Размер шрифта
-
+

Толстой и Достоевский: противостояние - стр. 13

Благодаря этической проницательности и внимательному изучению моральных ценностей, зрелые реалисты XIX века – как показал Ф.Р. Ливис>16 – сумели не дать своему материалу посягнуть на целостность литературной формы. Более того, острейшие критические умы эпохи осознавали опасность излишнего жизнеподобия. Гете и Хэзлит>17 указывали, что попытки изобразить всю полноту современной жизни поставят искусство перед риском превратиться в журналистику. И Гете в прологе к «Фаусту» отметил, что распространение газет уже привело к снижению восприимчивости читающей публики. Это может показаться парадоксальным, но в конце XVIII и начале XIX веков реальность и сама стала более красочной; она захватила людей своими оживленными тонами. Хэзлит задавался вопросом, сможет ли человек, прошедший через эпоху Французской Революции и Наполеоновских войн, найти удовлетворение в наигранной страсти литературы? Прямой – хоть и неверно истолкованный – ответ на этот вызов и Хэзлит, и Гете усматривали в популярности мелодрамы и готического романа.

Эти опасения оказались пророческими, но, как выяснилось, преждевременными. Они предвосхитили агонию Флобера, как и коллапс натуралистического романа под гнетом документализации. Вплоть до 60-х годов XIX века европейская проза процветала в атмосфере вызова со стороны действительности. Возвращаясь к образу, к которому я прибегнул ранее: как Сезанн приучил глаз видеть предметы в новом, буквально, свете и в новой глубине, так эпоха Революции и Империи наделила повседневную жизнь статусом и великолепием мифа. Она бесповоротно доказала, что художники могут найти величественные темы, отражая настоящее. События, произошедшие между 1789 и 1820 годами, привнесли в осознание человеком современности ту же свежесть и яркость, что позднее привнес импрессионизм в осознание физического пространства. Краткий имперский период – от Тахо до Вислы – после нападения Франции на собственное прошлое и на Европу повысил степень непосредственной актуальности опыта даже для тех, кого эти события не затронули напрямую. То, что для Монтескье или Гиббона служило темой философских исследований, а для поэтов-августинцев и неоклассиков – сюжетами и мотивами из античной истории, для романтиков стало тканью повседневной жизни.

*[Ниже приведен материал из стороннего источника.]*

PR #316, opened 2016-11-27
SAI bridge API headers

itaibaz:


inc/saitypes.h
```diff
@@ -463,6 +465,9 @@ typedef struct _sai_tunnel_map_params_t
     /** VNI id */
     sai_uint32_t vni_id;
 
+    /** Bridge IF */
+    sai_object_id_t bridge_if;
```
kcudnik: does this needs to be here ? it will make really hard to track this object id, there is already oid in attribute_t directly in the structure

inc/saiport.h
```diff
@@ -1038,6 +994,15 @@ typedef enum _sai_port_attr_t
     SAI_PORT_ATTR_EEE_WAKE_TIME,
 
     /**
+    * @brief Query/Configure Port's Advertised flow control mode
```
lguohan: the comment is probably not correct.

inc/saiport.h
```diff
@@ -47,6 +47,19 @@ typedef enum _sai_port_type_t
...
+*/
+typedef enum _sai_port_bind_mode_t
+{
+    /** Port */
+    SAI_PORT_BIND_MODE_PORT,
+
+    /** Sub port */
+    SAI_PORT_BIND_MODE_SUB_PORT,
+
+} sai_port_bind_mode_t;
```
lguohan: I do not find any explanation for the bind mode in the v6 doc. what is mode_port, and what is sub_port?

itaibaz: Section 2 "sub port interface" explains about sub port and legacy port modes

Section 6.1 gives examples of using sub port
//configure port 3,4,5,6 to sub port mode  
sai_attribute_t port_attr;
port_attr.id=SAI_PORT_BIND_MODE;
port_attr.value= SAI_PORT_BIND_MODE_SUB_PORT;
sai_set_port_attribute_fn(port_3,port_attr);
sai_set_port_attribute_fn(port_4,port_attr);

Section 6.2 gives example of using port mode
sai_attribute_t port_attr;
port_attr.id=SAI_PORT_BIND_MODE;
port_attr.value= SAI_PORT_BIND_MODE_PORT;
sai_set_port_attribute_fn(port_3,port_attr);
sai_set_port_attribute_fn(port_4,port_attr);

inc/saitypes.h
itaibaz: The idea is to support 2 new types of maps - VNI to Bridge IF, and Bridge IF to VNI
This requires adding bridge_if to the map params
There can be many map elements
Not sure I understand the comment - "there is already oid in the strcut". Can you explain how you suggest to do it ?

kcudnik:
Adding objec type also make some issues in metadata since currently serialization type describes allowed object types that can be set/get on current attribute, and serialization type determines whether this type is object id or not, in here serialization type will be qos map, but it also will require allowed object types to be present which make some issues in current metadata logic

kcudnik:
Convert qos map struct to qos map object with type as mandatory on create and other attribute As conditional on type, and qos map list will become object id list, this will be consistent and metadata will be easy

lguohan:
@atitjain , @krambn, @AshokDaparthi , @tushar-ty , @sonicyao1985 , please help to review

inc/saibridge.h
```diff
@@ -0,0 +1,376 @@
...
+    */
+    SAI_BRIDGE_PORT_FDB_LEARNING_MODE_FDB_NOTIFICATION,
+
+} sai_bridge_port_fdb_learning_mode_t;
+
+/**
+ * @brief Attribute data for #SAI_BRIDGE_PORT_ATTR_TYPE
+ */
+typedef enum _sai_bridge_port_type_t
+{
```
rsivasankar: We might need the ADMIN_STATE attribute on the bridge port. For example, on a sub_port, say P1, we could have 2 dot1d ports created (P1.V1 and P1.V2). There might be a need to shut down one of the 2 ports.

Currently the ADMIN_STATE is present only in saiport.h (for physical and Lag ports) and hence we can only shutdown all the sub ports on a port, but not selectively.

inc/saitypes.h
kcudnik: it will be really hard to track this in metadata, it would be better if this would be an attribute

inc/saifdb.h
```diff
@@ -57,9 +70,15 @@ typedef struct _sai_fdb_entry_t
...
 
-    /** Vlan ID */
+    /** Bridge type */
+    sai_fdb_entry_bridge_type_t bridge_type;
+
+    /** Vlan ID. Valid for .1Q */
     sai_vlan_id_t vlan_id;
 
+    /** Bridge ID. Valid for .1D */
+    sai_object_id_t bridge_id;
```
kcudnik: this value is conditional based on bridge_type which makes this a lot harder to maintain in metadata

inc/saifdb.h
```diff
@@ -101,17 +120,13 @@ typedef enum _sai_fdb_entry_attr_t
     SAI_FDB_ENTRY_ATTR_TYPE = SAI_FDB_ENTRY_ATTR_START,
 
     /**
-     * @brief FDB entry port id
-     *
-     * The port id here can refer to a generic port object such as SAI port object id,
-     * SAI LAG object id and etc. or to a tunnel next hop object in case the entry is
-     * l2 tunnel
+     * @brief FDB entry bridge port id
```
jtardo: Why the complete change of destination, why not just consider the bridge port as another generic port object? Suggest leaving it unchanged.

inc/saibridge.h
```diff
@@ -0,0 +1,376 @@
...
+    _In_ uint32_t attr_count,
+    _Inout_ sai_attribute_t *attr_list);
+
+/**
+ * @brief Attribute data for #SAI_BRIDGE_ATTR_TYPE
+ */
+typedef enum _sai_bridge_type_t
+{
+    /** vlan aware bridge */
+    SAI_BRIDGE_TYPE_1Q,
```
atitjain: Isnt saivlan the SAI_BRIDGE_TYPE_1Q. I think we dont need this type until we unify saivlan and saibridge?

inc/saibridge.h
```diff
@@ -0,0 +1,376 @@
...
+     *
+     * @type sai_object_list_t
+     * @objects SAI_OBJECT_TYPE_BRIDGE_PORT
+     * @flags READ_ONLY
+     */
+    SAI_BRIDGE_ATTR_PORT_LIST,
+
+    /**
+     * @brief End of attributes
+     */
```
atitjain: Dont we need equivalent of following attributes here. I think we should have it.
SAI_VLAN_ATTR_MAX_LEARNED_ADDRESSES
SAI_VLAN_ATTR_STP_INSTANCE
SAI_VLAN_ATTR_LEARN_DISABLE
SAI_VLAN_ATTR_INGRESS/EGRESS_ACL

inc/saifdb.h
```diff
@@ -57,9 +70,15 @@ typedef struct _sai_fdb_entry_t
     /** Mac address */
     sai_mac_t mac_address;
 
-    /** Vlan ID */
+    /** Bridge type */
+    sai_fdb_entry_bridge_type_t bridge_type;
```
atitjain: Why not just use bridge_type_t.

inc/saifdb.h
atitjain: agree to this.

inc/saiswitch.h
```diff
@@ -472,6 +472,17 @@ typedef enum _sai_switch_attr_t
     SAI_SWITCH_ATTR_DEFAULT_VIRTUAL_ROUTER_ID,
 
     /**
+     * @brief Default .1Q Bridge ID
```
atitjain: What is this? Isn't 1Q bridge = vlan, in that case we have default vlan = 1.

inc/saivlan.h
```diff
@@ -160,13 +160,13 @@ typedef enum _sai_vlan_member_attr_t
...
-     * @brief Logical port ID
+     * @brief Bridge port ID. Valid only for .1Q Bridge ports
      *
      * @type sai_object_id_t
-     * @objects SAI_OBJECT_TYPE_PORT
+     * @objects SAI_OBJECT_TYPE_BRIDGE_PORT
      * @flags MANDATORY_ON_CREATE | CREATE_ONLY
      */
-    SAI_VLAN_MEMBER_ATTR_PORT_ID,
+    SAI_VLAN_MEMBER_ATTR_BRIDGE_PORT_ID,
```
atitjain: To use the port here, do I need to create a bridge port with type SAI_BRIDGE_PORT_TYPE_PORT and use it here?

inc/saifdb.h
```diff
@@ -101,17 +120,13 @@ typedef enum _sai_fdb_entry_attr_t
...
-     * l2 tunnel
+     * @brief FDB entry bridge port id
      *
      * @type sai_object_id_t
-     * @objects SAI_OBJECT_TYPE_PORT, SAI_OBJECT_TYPE_LAG, SAI_OBJECT_TYPE_TUNNEL
+     * @objects SAI_OBJECT_TYPE_BRIDGE_PORT
      * @flags MANDATORY_ON_CREATE | CREATE_ONLY
      */
-    SAI_FDB_ENTRY_ATTR_PORT_ID,
+    SAI_FDB_ENTRY_ATTR_BRIDGE_PORT_ID,
```
atitjain: To add a normal 1Q port, do I need to create a bridge port of type SAI_BRIDGE_PORT_TYPE_PORT?

inc/sairouterintf.h
```diff
@@ -45,7 +45,13 @@ typedef enum _sai_router_interface_type_t
...
 
     /** Loopback Router Interface Type */
-    SAI_ROUTER_INTERFACE_TYPE_LOOPBACK
+    SAI_ROUTER_INTERFACE_TYPE_LOOPBACK,
+
+    /** Sub port Router Interface Type */
+    SAI_ROUTER_INTERFACE_TYPE_SUB_PORT,
+
+    /** .1D Bridge Router Interface Type */
+    SAI_ROUTER_INTERFACE_TYPE_BRIDGE
```
atitjain: Is it possible to create a RIF on a sub port and then create a bridge port using the same and then create a RIF on the .1D bridge router interface?

inc/saiport.h
lguohan: ok with me.

inc/saibridge.h
jtardo: I tend to agree, it's kind of confusing now. Is it really necessary to have this kind of redundant bridge type configuration on both the bridge and bridge_port objects?

inc/saivlan.h
```diff
@@ -160,13 +160,13 @@ typedef enum _sai_vlan_member_attr_t
     SAI_VLAN_MEMBER_ATTR_VLAN_ID = SAI_VLAN_MEMBER_ATTR_START,
 
     /**
-     * @brief Logical port ID
+     * @brief Bridge port ID. Valid only for .1Q Bridge ports
      *
      * @type sai_object_id_t
-     * @objects SAI_OBJECT_TYPE_PORT
+     * @objects SAI_OBJECT_TYPE_BRIDGE_PORT
```
jtardo: This looks circular. For sub-ports don't you need to know the VLAN id from the packet to look up the bridge port? Shouldn't the PVID and/or VLAN filtering go with the front panel port based on the packet headers? What purpose does it serve to associate the VLAN id with a bridge port like this?

inc/saiport.h
mattyk: yes it is , 
thanks for the comment   we will update the diagram ti make it clearer

mattyk: currently we don't have admin state for all  logical interfaces E.g router interface 
I agree that we need to consider adding admin state to all logical interfaces including router interface and bridge interface . 
but i don't  think it is mandatory for 1.0 we can the Admin  state attribute leter do you agree ?

mattyk: yes it is , 
thanks for the comment   we will update the diagram ti make it clearer

inc/saibridge.h
mattyk: currently we don't have admin state for every logical  interface in SAI E.g router interface  
I think that bridge port interface is not different that router interface
i think we should have this discussion but it is not mandatory for 1.0 
we can always add Admin state attribute leter do you agree ?

inc/saitunnel.h
```diff
@@ -50,6 +50,12 @@ typedef enum _sai_tunnel_map_type_t
     /** TUNNEL Map VLAN ID to VNI */
     SAI_TUNNEL_MAP_TYPE_VLAN_ID_TO_VNI = 0x00000003,
 
+    /** TUNNEL Map VNI to Bridge IF */
+    SAI_TUNNEL_MAP_TYPE_VNI_TO_BRIDGE_IF = 0x00000004,
+
```
mattyk: it should be  type = =SAI_BRIDGE_PORT_TYPE_TUNNEL

inc/saibridge.h
mattyk: he bridge object look different (.1Q may have MSTP and vlan membership configuration ) 
the create abridge object according to the first added to the bridge look too flexible and undetermenistic to me  
iIthink we should have more strict and deterministic  model

inc/saibridge.h
mattyk: we still have those attributes on the vlan object .
will going to add :  
SAI_BRIDEG_ATTR_MAX_LEARNED_ADDRESSES
SAI_BRIDGE_ATTR_LEARN_DISABLE

inc/saifdb.h
mattyk: it is an FDB entry type don't you think we need the "sai_fdb_entry"  prefix

inc/saiswitch.h
mattyk: by default we create a .1Q bridge and add all the switch port to the that bridge 
we need this attribute in order to get the default .1Q bridge object

inc/saivlan.h
mattyk: yes Vlan is an attribute of a .1Q bridge port

inc/sairouterintf.h
mattyk: No , {port,Vlan} can point to a bridge interface Or router interface

inc/saivlan.h
mattyk: the Vlan object is valid only for .1Q bridge ,  and used vlan base bridge configuration (port vlan member, learning ...) 
.1D bridge are vlan unaware bridges

inc/saibridge.h
```diff
@@ -0,0 +1,376 @@
...
+     * @default SAI_BRIDGE_PORT_FDB_LEARNING_MODE_HW
+     */
+    SAI_BRIDGE_PORT_ATTR_FDB_LEARNING_MODE,
+
+    /**
+     * @brief Maximum number of learned MAC addresses
+     *
+     * @type sai_uint32_t
+     * @flags CREATE_AND_SET
+     * @default 0
```
lguohan: 0 means no limit or cannot learn? it's better to explain.

inc/saivlan.h
atitjain: I dont think that answers the question. What I mean is can I add the port oid here or I need to first create a bridge port from the port oid and use it here.

inc/saibridge.h
atitjain: Not clear to me. MSTP is applied to a group of vlans. VLAN has membership configuration. Please see saivlan.h. Can you point me where is the vlan attribute in the 1Q bridge object.

inc/saifdb.h
atitjain: You have removed vlan from the fdb attribute, vlan is not part of the bridge object then how does the existing vlan object work.

inc/saiswitch.h
atitjain: This is change of behavior. In the current APIs all the ports are by default added to vlan 1. Please help me understand this.

inc/saifdb.h
itaibaz: vlan is not removed from fdb entry. It is valid for .1Q. Please see the complete change in the entry

    /** Bridge type */
    sai_fdb_entry_bridge_type_t bridge_type;

    /** Vlan ID. Valid for .1Q */
    sai_vlan_id_t vlan_id;

    /**
     * Bridge ID. Valid for .1D
     *
     * @objects SAI_OBJECT_TYPE_BRIDGE
     */
    sai_object_id_t bridge_id;

inc/saibridge.h
```diff
@@ -0,0 +1,376 @@
...
+{
+    sai_create_bridge_fn         		create_bridge;
+    sai_remove_bridge_fn 				remove_bridge;
+    sai_set_bridge_attribute_fn  		set_bridge_attribute;
+    sai_get_bridge_attribute_fn  		get_bridge_attribute;
+    sai_create_bridge_port_fn         	create_bridge_port;
+    sai_remove_bridge_port_fn 			remove_bridge_port;
+    sai_set_bridge_port_attribute_fn  	set_bridge_port_attribute;
+    sai_get_bridge_port_attribute_fn    get_bridge_port_attribute;
+} sai_bridge_api_t;
```
itaibaz: fixed

inc/sairouterintf.h
```diff
@@ -94,7 +100,7 @@ typedef enum _sai_router_interface_attr_t
      * @type sai_object_id_t
      * @objects SAI_OBJECT_TYPE_VLAN
      * @flags MANDATORY_ON_CREATE | CREATE_ONLY
-     * @condition SAI_ROUTER_INTERFACE_ATTR_TYPE == SAI_ROUTER_INTERFACE_TYPE_VLAN
+     * @condition SAI_ROUTER_INTERFACE_ATTR_TYPE == SAI_ROUTER_INTERFACE_TYPE_VLAN or SAI_ROUTER_INTERFACE_ATTR_TYPE == SAI_ROUTER_INTERFACE_TYPE_SUB_PORT
      */
     SAI_ROUTER_INTERFACE_ATTR_VLAN_ID,
```
jtardo: Shouldn't this be BRIDGE_ID for SAI_ROUTER_INTERFACE_TYPE_SUB_PORT?

inc/saibridge.h
lguohan: in the current proposal, there is only one default 1Q bridge, so all 4k vlan objects are in the 1Q bridge. The all the vlan share same attribute such as max learned mac, and etc on that are defined in the bridge attribute.

inc/saiswitch.h
lguohan: no. we still have the default vlan 1, and all ports joined the vlan 1 by default. The behavior is the same as before.

inc/saivlan.h
lguohan: you need to first create the bridge port and use it here. However, it only be .1Q bridge port, not .1D bridge port. vlan member will be created based on the vlan id and the .1Q bridge port.

inc/sairouterintf.h
jtardo: In the examples aren't the "vports" are all bridge ports? Are you indicating that a 1D rif can be used instead of a "vport" bridge port?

О том, как нарастал сам ритм опыта в те захваченные толпами и страстями часы, можно было бы составить антологию. Она начиналась бы с истории о Канте, который единственнейший раз в жизни отложил утреннюю прогулку – когда ему сообщили о падении Бастилии, а дальше шел бы пассаж из «Прелюдии» Вордсворта о том, как он услышал новость про смерть Робеспьера. Она включала бы фрагмент из Гете, где он говорит о рождении нового мира в битве при Вальми, и рассказ Де Квинси об апокалиптических ночных поездках, когда почтовые кареты летели из Лондона с известиями о Пиренейской войне. Там было бы о Хэзлите на грани самоубийства после поражения Наполеона при Ватерлоо и о Байроне с его итальянскими революционерами. Уместно было бы завершить эту антологию воспоминаниями Берлиоза – как он, выбежав во время революции 1830 года из Школы изящных искусств, дирижировал импровизированным хором повстанцев, которые исполнили «Марсельезу» в его аранжировке.